Often the primary long-term goal of business ownership is to increase personal wealth to achieve financial independence. Wealth can consist of non-financial assets valued to show a high net worth. But financial independence requires liquidity. Liquidity is achieved when readily available liquid assets are held at a low risk of loss. Non-financial assets such as home equity and business equity are non-liquid and held at risk, as are financial assets such as stock and bond portfolios. How does the business owner reach this goal of financial independence? The simple and direct answer is to sell the business interest to convert non-liquid business equity to liquid assets.

A substantial amount of family wealth is in business ownership. In 2019, non-financial assets represented a 58 percent share of total assets. Business equity was 34 percent of non-financial assets, second to primary residence’s 45 percent share. As net worth increases so does the probability that families have business equity: 45 percent of families in the top 10 percent of net worth had business equity, 23 percent for the 75 to 89 percentile, 14 percent for the 50 to 74 percentile, 5 percent for the 25 to 49 percentile, and 3 percent for the bottom 25 percentile. (Source: Federal Reserve Board, Survey of Consumer Finances).

The way to convert a illiquid non-financial asset such as business equity to a liquid asset is to sell the asset and invest the proceeds in a liquid investment – an investment that allows access to funds on a readily available basis. Therefore, if the primary goal of business ownership is to increase personal wealth to achieve financial independence, reaching that goal will involve selling the business ownership interest and placing the proceeds into a liquid investment.

As the owner of a business, it is a good practice to ask: “If I were thinking of buying this business, what would keep me from closing?” Be objective and play the role of an investor who is sophisticated and looking for a business interest to purchase. If you were that person, knowing what you know about your business, would you buy the business interest you own? If not, why not? More importantly, what can be done to correct the problems that prevent your business interest from being marketable? Do your competitors have the same problems?

The more you prepare to sell your business, the more it will be worth when the business interest transfers. This perspective is prior diligence, a unique method for analyzing your business. Manage your business to be ready for sale at the highest value.

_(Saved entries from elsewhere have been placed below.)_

PR #1061, opened 2023-07-27
SIMSBIOHUB-146: Model Clean up

al-rosenthal:
## Links to Jira Tickets

[SIMSBIOHUB-146](https://apps.nrs.gov.bc.ca/int/jira/browse/SIMSBIOHUB-146)

## Description of Changes
- Added new migration to delete climate initiative tables
- Migration also creates a new `comments` column on the `survey`
- Migration also moves any `caveats` on a project to the new `comments` column on surveys
- Migration also removed `caveats` column from the `project` table
- Added migrations to update project/ survey api delete functions

## Testing Notes


curtisupshall (commented):
Code looks good! Testing locally.

curtisupshall (approved):
Tested locally! Works as expected. 👍

database/src/migrations/20230726080300_clean_project_relations.ts
```diff
@@ -0,0 +1,63 @@
...
+ * @export
+ * @param {Knex} knex
+ * @return {*}  {Promise<void>}
+ */
+export async function up(knex: Knex): Promise<void> {
+  await knex.raw(`
+    -------------------------------------------------------------------------
+    -- Remove old views
+    -------------------------------------------------------------------------
+    SET search_path = ${DB_SCHEMA_DAPI_V1};
```
NickPhura, line 18: Doesn't really matter either way, but you could replace these two schema vars with the hardcoded strings.

The intended purpose never panned out for various reasons, so it doesn't matter if we hardcode them.

NickPhura (approved):

database/src/migrations/20230726080300_clean_project_relations.ts
al-rosenthal: I've got another PR that I'll replace these on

When you offer an item for sale, you clean it up and make the item look as good as possible. You now do the things that before seemed not to be important, such as cleaning or deferred maintenance. Of course, this is not good management – it would have been better to constantly keep the item clean or to not defer maintenance. Deferring maintenance frequently causes problems later. When a crisis occurs, it is the items subjected to deferred maintenance that malfunction and cause the crisis level to increase. Prior diligence is a better way to manage by anticipating a sale.

A potential sophisticated buyer doing a diligence review of the business will investigate business entity status (including minutes of meetings and decisions as well as compliance with entity registration requirements), owner agreements (including management agreements, buy-sell agreements, and voting agreements), regulatory matters (including having in place necessary permits, licenses, and other filings), facilities (including all leases and use agreements), employment issues (including compliance with Fair Labor Standards Act categories, employee manual, employment agreements, confidentiality agreements, non-compete agreements, personnel files, compensation histories, and benefits plans with related records), the balance sheet (including inventory of assets, documentation of title, records of encumbrances, and intellectual property), insurance (including nature of coverage and evaluation of risks not insured), financial (including accounting, loan agreements, and management reports), tax (including federal income tax, state income tax, use or sales tax, and other taxes such as property tax), environmental status (including past surveys done and consent decrees), and legal issues (including existing and contemplated contracts.

After the diligence investigation, and most important for the buyer, is the projected operation of the business after closing. An important component of managing the business for sale for maximum value is recognizing that the presence of owner-managers involved in the business decreases the value of the business. Will the buyer have to keep the services of the owner to have the business operate properly after the sale? If so, the buyer will pay less for the business. As a part of prior diligence, create non-owner management so that owner-managers are not essential to the business.

From your knowledge of your own business and your anticipation of what a potential buyer will investigate, you can create a diligence checklist.

Manage the business for sale for maximum value by working on creating non-owner management so owner-managers are not essential to the business and completing in a timely fashion the management functions of maintaining the business. Conduct your own diligence investigation on a regular basis. This is managing for the sale. By the way, there is nothing that says you have to sell, just because you manage for the sale. Your business will still be worth more when you do decide to sell.